Return of militancy
A WORRYING trend observed in Pakistan’s northern areas over the last several months saw a dramatic escalation on Monday. In a brazen daytime attack, masked gunmen shot dead four female vocational trainers travelling in a van near Mirali, North Waziristan district. While the driver was injured, another trainer escaped unhurt.
The victims were working for a technical institute in Bannu to impart skill development to local women. Coincidently, the attack took place on the fourth anniversary of the launch of Operation Raddul Fasaad that followed on the heels of the kinetic operations that had successfully destroyed the terrorist infrastructure in the tribal areas. Based mainly on intelligence-based operations, Raddul Fasaad tackled the tentacles of militancy that had spread throughout the country. At a press conference on Monday, DG ISPR Maj Gen Babar Iftikhar said that more than 375,000 IBOs had been carried out in Pakistan over the past four years to curb urban terrorism and dismantle remaining militant networks.
Nothing, however, quite underscores the return of violent extremism as does the mass murder of innocent women working for the good of society. And make no mistake, this act, the very audacity of it, was meant to send a message: the militants are confident enough to again carry out the kind of attacks that spread terror in large swathes of the country not too long ago. The signs have been there for some time. There has been an unmistakable uptick in targeted killings of civilians as well as deadly clashes of militants with security personnel in the tribal areas.

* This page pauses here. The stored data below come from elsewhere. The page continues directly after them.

PR #54, opened 2014-09-25
#7329 - Do not output spaces around subfields' titles

gioele:
Having spaces inside the `<h3>` element creates artifacts in combination
with CSS rules like `h3:after { content: ...; }`.

BTW, for the sake of i18n, the whole sentence (text + colon) should be
generated, not just the field name.

PS: the patch can be backported without any changes to `stable/2.1.x` and `qa/2.1.x`.

### DIFF
--- a/apps/qubit/modules/informationobject/templates/_creatorDetail.php
+++ b/apps/qubit/modules/informationobject/templates/_creatorDetail.php
@@ -15,13 +15,13 @@
 
       <?php if (0 < count($resource->getCreators())): ?>
         <div class="field">
-          <h3>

The reunification in Afghanistan of several splinter groups with the TTP that, according to a recent UN report, was overseen by Al Qaeda, have heightened the terrorist threat in the region. The same document also held the TTP responsible for more than 100 cross-border attacks between July and October 2020. While no one has yet claimed responsibility for the attack on Monday, the KP police believe the TTP are the perpetrators. However, the modus operandi also tallies with the obscurantist agenda of the Shura-i-Mujahideen. An extremist group based in North Waziristan, it has threatened music shop owners, barbers, etc and, in one of its recent flyers, warned women to desist from working with NGOs.
The fact is, extremism is a hydra-headed monster that needs a sustained, multifaceted approach to vanquish. In that, we have fallen woefully short. Efforts at mounting a counter-narrative, which was critical to secure the gains made on the battlefield, have been piecemeal and inconsistent. Paigham-i-Pakistan, that much-vaunted unified message against extremism signed by 1,829 Islamic scholars in 2018, looked good on paper but was never owned by the religious community. The process cannot be forced or imposed from above: the state must strengthen the hand of progressive forces that have a stake in the local communities. It is the only long-term solution.
FDI decrease
THE more permanent and non-debt-creating FDI inflows to Pakistan have shrunk by a whopping 27pc to a meagre $1.1bn in the first seven months of the ongoing fiscal to January from $1.6bn received in the same period in the last financial year, according to new State Bank data. The inflows during January also dropped to $192.7m, down by 12pc when compared to $219m in the same month of the previous fiscal. The decline in FDI is mainly attributed to the almost 20pc plunge in net inflows from China to $402.8m, and outflows of just below $26m to Norway during the period July to January. China, nevertheless, retains its position as the largest investor in Pakistan followed by the Netherlands, Hong Kong, Malta, the UK and the US. Much of the FDI received during this fiscal has gone into coal and hydel power, the financial sector, and, oil and gas exploration.
The FDI inflows are crucial for technology transfer, improvement in business management practices, competition, exports, employment and deeper integration with the world economy. But FDI to Pakistan has been on the decline since 2017 after Chinese investment in the power and transport sectors under the CPEC initiative started to dry up. According to UNCTAD’s World Investment Report 2020, FDI stock declined sharply from $40.8bn to $34.8bn in two years by 2019, entailing a hefty net outflow of $6bn. Consequently, we have seen a record increase in our foreign debt both in absolute terms and as a ratio of the size of the economy. Pakistan has never been a favoured destination for foreign investors because of a number of factors. Barring the record-high investment of $5.6bn and $5.4bn in 2007 and 2008, annual FDI inflows have accounted for less than 1pc of the nation’s GDP although other states comparable to Pakistan have attracted close to 3pc of the size of their economies. While Pakistan, to a large extent, has successfully addressed the security challenge and energy shortages — which have kept foreign investors from betting on this country in recent years — it has clearly not been enough to make Pakistan an attractive destination for foreign companies. The government also needs to tackle other challenges including a burdensome investment environment, policy inconsistency, an unskilled labour force as well as the lack of developed industrial infrastructure to woo foreign investors for sustained and rapid growth and a more stable external sector.